Por Maximiliano Tomas

El mes pasado, en Mar del Plata, se celebró la segunda edición del Festival Azabache de literatura policial y negra. Y desde este lunes y hasta el domingo 17 se realizará Buenos Aires Negra (BAN!), el primer festival de novela policial de la ciudad. Los dos incluyen en su programación decenas de participantes argentinos y del extranjero, y hasta un premio literario propio. El BAN!, además, sumará a los escritores y periodistas invitados la presencia de disertantes de otros ámbitos, como especialistas forenses, investigadores, policías y ex criminales como Hugo “La Garza” Sosa, mano derecha de Luis “El Gordo” Valor. Ahora que parece haber menguado la moda de la divulgación histórica, que saturó al mercado de libros en la última década, nos encontramos con un renacimiento del interés por el policial, ese género inaugurado por Edgar Allan Poe en 1841 con Los crímenes de la calle Morgue . “El único al que vemos nacer. El único del que podemos decir que es moderno”, como afirma Ricardo Piglia. ¿Pero es en verdad esta pasión tan nueva?

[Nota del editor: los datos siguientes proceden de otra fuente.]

Issue #2701, opened 2024-07-11
 release the allocated memory of the ‘url’ field when destroy invoker


No-SilverBullet:
**What would you like to be added**:

 https://github.com/apache/dubbo-go/blob/faf6f2a27922f0259fa2b2779d238e8865779fe7/protocol/invoker.go#L92-L96

here is my question, since the invoker is destroyed ,so why do we  not set the url field in invoker to nil ,like below

func (bi *BaseInvoker) Destroy() {
	  logger.Infof("Destroy invoker: %s", bi.GetURL()) 
	  **bi.url = nil //add this**
	  bi.destroyed.Store(true)
	  bi.available.Store(false)
}

**Why is this needed**:
in this line, the invoker will be add to a global var dubboProtocol
https://github.com/apache/dubbo-go/blob/faf6f2a27922f0259fa2b2779d238e8865779fe7/protocol/dubbo/dubbo_protocol.go#L98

Sí y no. En 1877, por ejemplo, se publicó en Buenos Aires La huella del crimen , primera novela policial en lengua castellana, firmada por Raúl Waleis (seudónimo del jurista y escritor Luis V. Varela). La editorial Adriana Hidalgo la rescató en 2009 y acaba de editar el segundo libro de Waleis, Clemencia . Ya en el siglo XX, Jorge Luis Borges y Adolfo Bioy Casares crearon la colección El Séptimo Círculo, de distribución masiva, que dirigieron entre 1945 y 1955. Y en el período que va de los últimos años de la dictadura militar a los primeros de la democracia, varios escritores argentinos (Osvaldo Soriano, José Pablo Feinmann, Juan Martini, Vicente Battista) se dedicaron con mayor o menor suerte al policial, aunque reproduciendo los tics más difundidos del género y sin aportarle elementos sustanciales. Elvio Gandolfo señaló las razones por las cuales esa corriente parecía haber llegado a un camino sin salida y las dificultades que implicaba trasplantar las tramas y los personajes del policial negro (eminentemente estadounidense) a la Argentina: “Se trata de una fractura de verosimilitud: cómo crear un detective privado en una trama social en la que no existe la necesidad o posibilidad no sólo de existencia real y actuante, sino también de existencia mítica del detective privado”. Como en Londres, Los Angeles o Nueva York, en Buenos Aires las fuerzas de seguridad también eran sospechosas de ser responsables o cómplices del crimen organizado. Pero a diferencia de lo que sucedía en aquellas ciudades, la figura del detective privado (sobretodo, sombrero, pistola en el primer cajón del escritorio) siempre resultó poco creíble para los porteños.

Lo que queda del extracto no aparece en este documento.